A single figure is required: the number of lines below that contain "when".

(Beginning of Records shown)

PR #24, opened 2020-02-09
keyvisual: migrate backend code from pd, update frontend

HunDunDM:
* migrate backend code from pd
* update front-end api
* fix missing color bug


cmd/tidb-dashboard/main.go
```diff
@@ -61,25 +62,40 @@ func NewCLIConfig() *DashboardCLIConfig {
 	}()
 
 	cfg := &DashboardCLIConfig{
-		CoreConfig: &config.Config{
-			Ctx:     ctx,
-			Version: utils.ReleaseVersion,
-		},
+		CoreConfig: config.NewConfig(ctx, utils.ReleaseVersion),
```
breeswish: Is this actually creating a default config?

HunDunDM: I want this effect, but it was not used later.

HunDunDM:
PTAL @breeswish

PR #25, opened 2020-02-09
Introduce storage layer

breeswish:
Extracted from https://github.com/pingcap-incubator/tidb-dashboard/pull/3


HunDunDM:
Can we put the store in CoreConfig?

breeswish:
@HunDunDM It looks really wired to put more and more config unrelated things into CoreConfig.. It should be really called something like context honestly :)

PR #26, opened 2020-02-10
Add lints

breeswish:
This PR adds lints to routine development as well as CI check.

You can build with lint using the same way as other TiDB projects:

```sh
make dev
```


.golangci.yml
```diff
@@ -0,0 +1,33 @@
+run:
+  sip-dirs:
```
HunDunDM: skip-dirs?

Makefile
```diff
@@ -24,8 +24,10 @@ LDFLAGS += -X "$(DASHBOARD_PKG)/pkg/utils.GitBranch=$(shell git rev-parse --abbr
 default:
 	SWAGGER=1 make server
 
-tidy:
-	go mod tidy
+lint:
```
HunDunDM: Need swagger_spec as a target?

breeswish: this may make it impossible to lint without swagger (swagger dependencies are always installed)?

HunDunDM: Sorry, I didn't see `docs/placeholder.go` before

PR #27, opened 2020-02-10
*: use retool to manage tools

rleungx:
This PR uses retool to manage tools


breeswish:
Actually go mod is more preferred over retools since no 3rd-party tool is needed 🤣 See https://stackoverflow.com/questions/56636580/replace-retool-with-tools-go-for-multi-developer-and-ci-environments-using-go-mo

rleungx:
> Actually go mod is more preferred over retools since no 3rd-party tool is needed 🤣 See https://stackoverflow.com/questions/56636580/replace-retool-with-tools-go-for-multi-developer-and-ci-environments-using-go-mo

Yes. But we may need some other tools which are not go-based in the future?

nolouch:
More like go mod to management tools.🤣which tool may not go-based but we need it?

PR #34, opened 2020-02-17
Statement API and integration

baurine:
Implement the statement backend API, use original SQL instead of ORM

Related API design docs: https://docs.google.com/document/d/1KjgbQh4Xv5X2_z_p3pL90ArkR1mESZdG4bgyRoEaku4/edit

Implement following APIs:

image

Almost done, remain works and some questions:

1. TiDB connection info should come from config instead of hard-code.
1. What's the good time to connect to TiDB (aka the time to run OpenTiDB()), what's the best way to handle the situation if connect to TiDB failed (now I assume it will always be success), and when should we close the TiDB connection?

Hi @breeswish , please help take a look, thank you!


baurine:
Connect the backend and frontend:

baurine:
Known issues:

1. some schemas name we get by `show databases` are uppercase, but in the statement table's schema_name column, they are stored by lowercase. so when we select an uppercase schema in the dropdown selector, we get empty matched records.
1. some schema_name column values are empty (I think they should be "mysql")

baurine:
Some refines:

(End of Records shown)

> _Solution to the exercise_: 2